::: Dataset

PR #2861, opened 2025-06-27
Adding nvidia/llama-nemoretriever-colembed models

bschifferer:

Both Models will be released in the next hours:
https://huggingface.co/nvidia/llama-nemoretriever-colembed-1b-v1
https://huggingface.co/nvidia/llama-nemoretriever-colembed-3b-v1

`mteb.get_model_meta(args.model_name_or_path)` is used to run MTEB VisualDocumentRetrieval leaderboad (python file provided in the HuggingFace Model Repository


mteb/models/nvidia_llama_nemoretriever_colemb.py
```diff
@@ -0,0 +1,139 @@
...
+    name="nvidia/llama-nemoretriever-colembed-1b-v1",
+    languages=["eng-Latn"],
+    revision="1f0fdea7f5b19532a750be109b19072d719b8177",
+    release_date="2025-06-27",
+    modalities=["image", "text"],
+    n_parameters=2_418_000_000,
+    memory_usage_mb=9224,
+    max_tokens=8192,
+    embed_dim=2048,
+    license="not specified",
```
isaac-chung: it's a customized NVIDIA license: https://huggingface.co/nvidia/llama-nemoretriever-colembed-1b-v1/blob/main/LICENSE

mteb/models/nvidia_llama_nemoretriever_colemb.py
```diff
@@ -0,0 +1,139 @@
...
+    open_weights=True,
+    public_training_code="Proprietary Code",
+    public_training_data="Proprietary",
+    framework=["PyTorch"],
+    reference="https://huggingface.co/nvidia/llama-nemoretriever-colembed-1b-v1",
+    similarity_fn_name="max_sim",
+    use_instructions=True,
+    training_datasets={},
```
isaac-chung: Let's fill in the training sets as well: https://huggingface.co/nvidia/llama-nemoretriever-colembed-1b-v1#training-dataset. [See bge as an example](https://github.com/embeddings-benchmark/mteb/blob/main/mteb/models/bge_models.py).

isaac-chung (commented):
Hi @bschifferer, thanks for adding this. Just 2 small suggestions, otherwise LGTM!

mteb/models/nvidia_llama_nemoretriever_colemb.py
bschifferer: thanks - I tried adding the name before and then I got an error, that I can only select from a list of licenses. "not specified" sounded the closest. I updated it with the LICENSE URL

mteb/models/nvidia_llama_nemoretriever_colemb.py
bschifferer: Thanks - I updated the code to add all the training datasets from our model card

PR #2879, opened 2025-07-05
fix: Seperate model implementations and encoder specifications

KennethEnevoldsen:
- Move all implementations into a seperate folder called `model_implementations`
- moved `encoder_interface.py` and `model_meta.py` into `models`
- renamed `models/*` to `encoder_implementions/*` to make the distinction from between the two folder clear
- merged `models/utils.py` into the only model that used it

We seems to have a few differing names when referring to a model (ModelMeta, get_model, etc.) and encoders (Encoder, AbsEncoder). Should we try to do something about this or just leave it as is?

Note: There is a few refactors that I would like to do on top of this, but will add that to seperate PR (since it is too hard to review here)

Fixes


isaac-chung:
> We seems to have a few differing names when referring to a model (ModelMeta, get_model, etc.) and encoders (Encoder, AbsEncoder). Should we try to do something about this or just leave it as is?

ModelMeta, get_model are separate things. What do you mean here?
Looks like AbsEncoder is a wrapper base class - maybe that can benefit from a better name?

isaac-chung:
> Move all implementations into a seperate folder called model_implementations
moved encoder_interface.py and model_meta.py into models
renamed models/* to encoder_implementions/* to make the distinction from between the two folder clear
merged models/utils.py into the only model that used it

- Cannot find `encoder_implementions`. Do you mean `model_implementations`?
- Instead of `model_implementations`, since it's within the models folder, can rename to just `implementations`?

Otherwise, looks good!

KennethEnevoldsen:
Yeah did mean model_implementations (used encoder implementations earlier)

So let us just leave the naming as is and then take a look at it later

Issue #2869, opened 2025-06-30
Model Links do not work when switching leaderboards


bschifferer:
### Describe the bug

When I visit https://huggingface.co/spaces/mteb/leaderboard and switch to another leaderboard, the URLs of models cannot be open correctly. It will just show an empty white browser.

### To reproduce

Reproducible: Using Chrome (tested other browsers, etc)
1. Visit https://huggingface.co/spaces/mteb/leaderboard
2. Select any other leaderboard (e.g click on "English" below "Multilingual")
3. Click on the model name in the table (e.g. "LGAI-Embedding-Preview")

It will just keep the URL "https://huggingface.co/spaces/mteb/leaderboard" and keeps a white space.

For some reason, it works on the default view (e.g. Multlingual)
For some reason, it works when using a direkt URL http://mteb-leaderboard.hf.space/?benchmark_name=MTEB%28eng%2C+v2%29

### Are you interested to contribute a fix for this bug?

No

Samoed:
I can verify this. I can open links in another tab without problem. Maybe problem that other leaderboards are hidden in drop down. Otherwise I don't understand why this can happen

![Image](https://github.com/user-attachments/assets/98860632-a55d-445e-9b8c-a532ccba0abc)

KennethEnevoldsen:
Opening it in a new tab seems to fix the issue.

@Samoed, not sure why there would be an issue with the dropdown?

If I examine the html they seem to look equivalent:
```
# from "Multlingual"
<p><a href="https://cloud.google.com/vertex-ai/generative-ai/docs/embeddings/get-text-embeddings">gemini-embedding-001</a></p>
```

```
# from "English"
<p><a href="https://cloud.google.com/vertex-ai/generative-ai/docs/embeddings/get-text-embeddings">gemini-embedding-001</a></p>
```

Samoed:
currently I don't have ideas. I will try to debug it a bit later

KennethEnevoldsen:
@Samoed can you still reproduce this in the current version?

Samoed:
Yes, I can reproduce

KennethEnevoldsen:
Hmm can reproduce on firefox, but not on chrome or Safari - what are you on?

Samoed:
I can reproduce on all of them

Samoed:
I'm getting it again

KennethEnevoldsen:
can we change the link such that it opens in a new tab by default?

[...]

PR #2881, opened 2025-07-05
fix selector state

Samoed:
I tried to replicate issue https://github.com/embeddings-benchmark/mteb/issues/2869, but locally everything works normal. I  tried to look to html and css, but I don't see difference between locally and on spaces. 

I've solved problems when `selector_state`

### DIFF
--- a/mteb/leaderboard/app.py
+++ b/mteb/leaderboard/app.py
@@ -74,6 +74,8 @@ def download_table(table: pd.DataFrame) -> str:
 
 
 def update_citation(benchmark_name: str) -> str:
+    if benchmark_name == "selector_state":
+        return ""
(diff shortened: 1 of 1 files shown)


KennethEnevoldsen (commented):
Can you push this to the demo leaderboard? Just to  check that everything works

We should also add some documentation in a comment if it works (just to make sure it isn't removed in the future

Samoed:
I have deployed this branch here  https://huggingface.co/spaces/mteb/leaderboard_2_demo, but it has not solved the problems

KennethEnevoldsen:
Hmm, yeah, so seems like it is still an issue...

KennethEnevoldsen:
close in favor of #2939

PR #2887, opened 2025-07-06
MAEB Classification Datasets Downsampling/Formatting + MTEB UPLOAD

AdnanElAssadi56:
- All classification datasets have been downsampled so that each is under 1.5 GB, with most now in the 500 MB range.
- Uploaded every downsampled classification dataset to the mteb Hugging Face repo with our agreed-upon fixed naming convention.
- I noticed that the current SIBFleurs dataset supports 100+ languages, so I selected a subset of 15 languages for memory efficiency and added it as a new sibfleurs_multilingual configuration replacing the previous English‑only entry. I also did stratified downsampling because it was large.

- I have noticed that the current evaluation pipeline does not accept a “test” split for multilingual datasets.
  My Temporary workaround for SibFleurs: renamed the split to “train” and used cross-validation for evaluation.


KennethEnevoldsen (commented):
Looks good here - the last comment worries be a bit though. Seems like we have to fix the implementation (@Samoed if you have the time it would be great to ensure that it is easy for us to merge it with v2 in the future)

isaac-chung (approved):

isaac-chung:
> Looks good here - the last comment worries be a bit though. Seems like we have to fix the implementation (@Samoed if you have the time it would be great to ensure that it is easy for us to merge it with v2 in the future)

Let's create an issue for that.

::::::

Problem requirements>
Starting with the line with "isaac-chung: Let's fill" above and going on through the line with "Hi @bschifferer, thanks", transcribe every line exactly, both ends included, and add nothing.

Written response>
isaac-chung: Let's fill in the training sets as well: https://huggingface.co/nvidia/llama-nemoretriever-colembed-1b-v1#training-dataset. [See bge as an example](https://github.com/embeddings-benchmark/mteb/blob/main/mteb/models/bge_models.py).

isaac-chung (commented):
Hi @bschifferer, thanks for adding this. Just 2 small suggestions, otherwise LGTM!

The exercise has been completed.